KARWINA / Przed 9 laty zakończyli swoją aktywną działalność śpiewaczą. Pomimo tego ciągle spotykająsię co miesiąc w licznym gronie. Chórzyści karwińskiej „Przyjaźni“ w czwartek zgromadzili się w salce Domu PZKO w Nowym Mieście, aby powspominać ostatni jubileuszowy koncert sprzed 10 lat.

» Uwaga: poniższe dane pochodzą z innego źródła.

PR #284, opened 2022-10-05
Restrict UI to localhost

Teemu:
It might not be wise to have the Stable Diffusion UI running on public Internet considering it has the ability to create directories & save random photos.

This restricts the access to localhost only.

### DIFF
--- a/scripts/on_sd_start.bat
+++ b/scripts/on_sd_start.bat
@@ -312,6 +312,6 @@ call WHERE uvicorn > .tmp
 
 @call python --version
 
-@uvicorn server:app --app-dir "%SD_UI_PATH%" --port 9000 --host 0.0.0.0
+@uvicorn server:app --app-dir "%SD_UI_PATH%" --port 9000 --host 127.0.0.1
 
 @pause
--- a/scripts/on_sd_start.sh
+++ b/scripts/on_sd_start.sh
@@ -304,6 +304,6 @@ cd stable-diffusion
 
 python --version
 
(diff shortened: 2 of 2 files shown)


xanderfrangos:
I often have Stable Diffusion UI running on my desktop while I access it from another device in my home. I've also, at times, temporarily opened up the port so friends and co-workers could play around with some prompts. If access is restricted to localhost by default (for valid security reasons), maybe there should be an option to open it up again without editing the script?

Teemu:
@xanderfrangos That's certainly a valid use case and I agree it could be an optional setting somewhere. Alternatively, I would be happy if the option to save images locally would be disabled if the request didn't come from localhost.

cmdr2:
Hi, I'm working on having this come from a config.json file, in an upcoming update. Maybe the default there could be localhost instead of 0.0.0.0. It will break the experience for many users (who'll have to change their settings after the update), but I understand the security concern, so I'll probably make the default localhost in the upcoming update.

I'll keep this PR open until the new version (with a configurable host and port) comes out. Thanks

Seedmanc:
Will there be a way to keep the online functionality? I'm currently hosting it for friends, it would be sad to lose that.

patriceac:
How about having proper authentication?

MateKristof:
Maybe a simple password?

cmdr2:
We have a way to configure this in the UI now (in the Settings tab). Keeping this PR open until we change the default to localhost

PR #295, opened 2022-10-07
React base display reorg

caranicas:


ui/sd_internal/runtime.py
```diff
@@ -218,7 +218,9 @@ def do_mk_img(req: Request):
     res.request = req
     res.images = []
 
-    temp_images.clear()
+    # keep the cached images in memory
```
caranicas, line 221: @cmdr2  this change and adjustments to the server where things I needed to do to get the progress images to persist on the front end. without this, each new image was trashing the previous progress images, which resulted in some funky display issues with the browser cache.

PR #824, opened 2023-02-05
Fix 'Pause All' function

JeLuF:
If 'pause all' is clicked during the last scheduled job, the 'resume all' button gets hidden when the jobs terminates, making it impossible to unpause the engine.
https://discord.com/channels/1014774730907209781/1014780368890630164/1071584183417323602


cmdr2:
Thanks!

PR #829, opened 2023-02-06
add random_seed flag to reqBody

Schorny:
expose if the user requested a random seed or used a fixed seed

### DIFF
--- a/ui/media/js/main.js
+++ b/ui/media/js/main.js
@@ -929,7 +929,7 @@ function getCurrentUserRequest() {
 
         reqBody: {
             seed,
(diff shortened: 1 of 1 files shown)


patriceac:
Leaving a comment to be notified when this gets merged.

ui/media/js/main.js
```diff
@@ -929,6 +929,7 @@ function getCurrentUserRequest() {
 
         reqBody: {
             seed,
+            random_seed: randomSeedField.checked,
```
cmdr2, line 932: Please rename this to `used_random_seed`, and I'm good with this change :)

PR #830, opened 2023-02-07
Sort models alphabetically

ogmaresca:
With EasyDiffusion 2.5 models stopped being sorted alphabetically, which makes it hard to find a specific model when you have a lot of them. I'm adding back sorting, as well as making the sort case insensitive.
I also changed it so that folders appear on top. For child folders the grandchild folders appear last, to prevent the UI from looking like

* **ChildFolder**
* **ChildFolder/GrandchildFolder**
  * Model1
  * Model2

when Model2 belongs to ChildFolder and Model1 belongs GrandchildFolder.

I also updated the UI so that folders that only contain more folders will not appear in the select menus.

With sorting:
EasyDiffusion Sorted Models

### DIFF
--- a/ui/easydiffusion/model_manager.py
+++ b/ui/easydiffusion/model_manager.py
@@ -200,7 +200,7 @@ def getModels():
                 scan=scan_directory(entry.path, suffixes, directoriesFirst=False)
 
                 if len(scan) != 0:
-                    tree.append( (entry.name, scan ) )                       
+                    tree.append( (entry.name, scan ) )
         return tree
 
     def listModels(model_type):
--- a/ui/easydiffusion/model_manager.py
+++ b/ui/easydiffusion/model_manager.py
@@ -179,10 +179,10 @@ def getModels():
         "Raised when picklescan reports a problem with a model"
         pass
 
-    def scan_directory(directory, suffixes):
+    def scan_directory(directory, suffixes, directoriesFirst:bool=True):
         nonlocal models_scanned
         tree = []
-        for entry in sorted(os.scandir(directory), key = lambda entry: (entry.is_file(), entry.name.lower())):
+        for entry in sorted(os.scandir(directory), key = lambda entry: (entry.is_file() == directoriesFirst, entry.name.lower())):
             if entry.is_file():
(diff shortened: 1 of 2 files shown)


ui/easydiffusion/model_manager.py
```diff
@@ -197,9 +197,10 @@ def scan_directory(directory, suffixes):
                 known_models[entry.path] = mtime
                 tree.append(entry.name[:-len(matching_suffix)])
             elif entry.is_dir():
-                scan=scan_directory(entry.path, suffixes) 
+                scan=scan_directory(entry.path, suffixes, directoriesFirst=False)
+
                 if len(scan) != 0:
-                    tree.append( (entry.name, scan ) )
+                    tree.append( (entry.name, scan ) )
```
cmdr2, line 203: Please remove the empty spaces :)

cmdr2:
Hi @ogmaresca Thanks for the PR. I just tried it out, and I'm not sure it's giving the right results. Can you please take a look?

For e.g. on my disk, I have two models inside a folder called 'official/2.0', and another model inside 'official/2.0/depth'.

So this is what it should display (which the current UI shows):
image

This is what the PR is showing (which is not correct):
image

For reference, here is my folder (`official/2.0`):
image

And the `official/2.0/depth` folder:
image

But otherwise, I'm really happy with the PR, and the code change. It's in the right direction, look forward to your reply!

ui/easydiffusion/model_manager.py
ogmaresca: @cmdr2 Done

ogmaresca:
@cmdr2  For the folder display order, did you test commit [e7bf2ee](https://github.com/cmdr2/stable-diffusion-ui/pull/830/commits/e7bf2ee58b163b56b7fd94b4423003891e4bed77) from yesterday? In it I fixed the issue so that child directories appear first only from the root directory, and in child directories the models appear first.

Screenshot_20230209_180444

Screenshot_20230209_180917

cmdr2:
@ogmaresca Apologies, I'll try again.

cmdr2:
Thanks, merged!

cmdr2:
Nice work!

PR #831, opened 2023-02-07
Restore VAE model in metadata files and remove prompt strength in txt2img generations

ogmaresca:
it appears that in EasyDiffusion 2.5 the VAE model parameter in metadata files was accidentally removed. I added the missing label so that VAE models are outputted again.
I also removed the `Prompt Strength: 0.8` parameter in metadata files if you're using txt2img, since it's misleading. And I also removed `Hypernetwork Strength: None` when the hypernetwork model is none, since it's unnecessary.


cmdr2:
Thanks @ogmaresca  :)

PR #843, opened 2023-02-08
Add hook to implement custom prompt preprocessors

JeLuF:
https://discord.com/channels/1014774730907209781/1014774732018683928/1072787224850092083

Adds a hook that can be used to extend the client side prompt preprocessor, before the prompt is passed on to the tasks.

### DIFF
--- a/ui/media/js/main.js
+++ b/ui/media/js/main.js
@@ -1015,6 +1015,8 @@ function getPrompts(prompts) {
     promptsToMake = applyPermuteOperator(promptsToMake)
     promptsToMake = applySetOperator(promptsToMake)
 
+    PLUGINS['GET_PROMPTS_HOOK'].forEach(fn => { promptsToMake = fn(promptsToMake) })
+
     return promptsToMake
 }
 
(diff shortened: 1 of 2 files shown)


patriceac:
Doesn't this exist already? Madrang had previously shared a way to update tasks - including prompts - before task is added to the queue. This is how I did my localized prompt plugin.

Asking just in case- maybe this is a different use case and I'm just missing the point.

Schorny:
id love to have that hook before the applyPermuteOperator call.

the use case is: if you want to implement prompt preprocessing, the current hook of TASK_CREATE comes to late to be reflected in the web gui. you can change the prompt for the backend sd call fine, but any changes you do during TASK_CREATE dont get reflected in the webui.

a hook right before the call to applyPermuteOperator would allow many prompt preprocessing features to be implemented like dynamic prompts or wildcards -> see automatic1111 for examples.

i like the preprocessing to be done BEFORE the ed internal processing, because then you can use the ED internal prompt features in your preprocessing -> imagine a simple js template engine parsing the prompts to allow ifs and such:

https://github.com/adieyal/sd-dynamic-prompts
https://github.com/AUTOMATIC1111/stable-diffusion-webui-wildcards

cmdr2:
Thanks

PR #858, opened 2023-02-11
Remove NSFW Setting from the README

C-Ross:
The NSFW setting in the UI was removed, just removing the statement in the README for clarity.


cmdr2:
It was removed temporarily, and I definitely intend to bring it back. I was experimenting with `diffusers` yesterday, which should help us get this feature back.

Sorry for the confusion, but this setting will be coming back soon,

PR #867, opened 2023-02-12
Linux Installer fixes

JeLuF:
- Copy functions.sh from git repo as well. Otherwise it will use the `main` functions.sh together with the `beta` on_sd_start.sh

Po zakończeniu działalności, członkowie chóru nie chcieli zrezygnować z „Przyjaźni“. Dlatego założyli Klub Seniora Przyjaźń, aby co miesiąc cieszyć się swym towarzystwem. Spotkania klubowe połączone są z programem: prelekcjami lekarzy czy podróżników lub obchodami świąt. Do śpiewania jednak powracają często, spotkania rozpoczynając od „Leć o pieśni, leć sokołem“.
Prezes Klubu Tadeusz Bizoń krótko przypomniał historię chóru działającego pod batutą Józefa Wierzgonia. – Było nas nawet 118. Kiedy kończyliśmy, zostało nas tylko 58 – przypomniał. Dodał jednak, że na spotkania klubowe ciągle przychodzi 35 – 45 osób.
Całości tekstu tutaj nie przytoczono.